Other advertized info on this suspension kit:
Translated version of http://www.moh.co.jp/category/bitem/cateid-19_pmkid-61_itemid-190021_.html

So a few questions:

Does anyone have any info on this NISMO suspension kit other than above ?

Does anyone know if this kit can be used (physical fit) on QR25DE equipped models (Malaysian members) ?

By chance has anyone experienced (first hand or second hand) what the ride is like ?

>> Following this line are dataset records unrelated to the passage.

PR #294, opened 2019-12-04
[example] use templating to create pre-install serviceaccount name

joejulian:


alejandroEsc:
@joejulian what is the context here?

PR #300, opened 2019-12-05
fix: remove incorrect catalog env var from kommander chart

natmegs:


natmegs:
@TattdCodeMonkey Initially I removed it entirely, but then I changed my mind and added it back in in case the service deployment changes again it's not a breaking issue but something that can be fixed in the deployment?

@shaneutt Totally, is it possible to get the service deployment namespace from this chart? Or do you think `.Release.Namespace` is sufficient?

shaneutt:
> @TattdCodeMonkey Initially I removed it entirely, but then I changed my mind and added it back in in case the service deployment changes again it's not a breaking issue but something that can be fixed in the deployment?
> 
> @shaneutt Totally, is it possible to get the catalog service namespace from this chart? Or do you think `.Release.Namespace` is sufficient?

If things work like I think they work (@alejandroEsc can maybe double check me) the subchart for the kubeaddons catalog uses the same release namespace so it should in fact be only the `.Release.Namespace` you need to deal with I think? :thinking:

natmegs:
Updated. This feels like an imperfect solution since all the stuff around the service name and namespace are still hardcoded, but lmk!

natmegs:
It will also take a bit more digging to figure out what to change if the catalog service is ever deployed in a different namespace (i.e. when it changed from kubeaddons to kommander ns)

And lastly, but not least, can anyone point me in the right direction for a REPUTABLE place that would actually sell & ship this kit to Canada?

Thanks,


----------



## aussietrail (Sep 24, 2004)

Marc,

There is no difference in the structure of an xtrail that has QR20DE and QR25DE engines, the suspension is the same, so if this suspension fits the 2.0LT xtrail, it will surely fit the 2.5LT one as well.

This suspension will lower your ride a little bit.

There are other good lowering suspensions on the market and much cheaper than the Nismo one.

This one would set you back about US$770.00 (excluding shipping)


----------



## TjC (Jun 11, 2005)

tein makes a spring for teh xtrail
runs about 225 cdn too


----------



## ValBoo (May 19, 2003)

If so can you guys provide links and/or part numbers?


----------



## blackxtr (May 4, 2006)

Hi, I just recently fitted my xty with Daiyama coilovers. Handling improved a lot! It's way stiffer than stock. It has adjustable shock damping and height. I also thought about getting the Nismo, but nothing beats a full coilover setup. The daiyama only cost me 1200 AUD. Here's the link DAIYAMA-PRODUCT


----------



## aussietrail (Sep 24, 2004)

Marc,

You can also check the Tanabe Lowering Suspension kits HERE


----------



## ValBoo (May 19, 2003)

Thanks for the input...


But I am mot sure I would go with a Taiwanese manufacturer (Daiyama)...
How do you like your ride so far?.


I actually found some Tein products advertised on the Japanese website; I'll send them a message and see what they say.
HOME >> PRICE LIST >> Browse by products >> S TECH >> NISSAN >> PRODUCTS


----------



## aussietrail (Sep 24, 2004)

Marc, Taiwanese products are very good and they have come a long way since they were manufacturing them ages ago. If they can manufacture their own version of the xtrail, am sure they have done a good job with the aftermarket suspension


----------



## ValBoo (May 19, 2003)

Ok, I'll try to find out more... and wait for comments from "Blackxtr".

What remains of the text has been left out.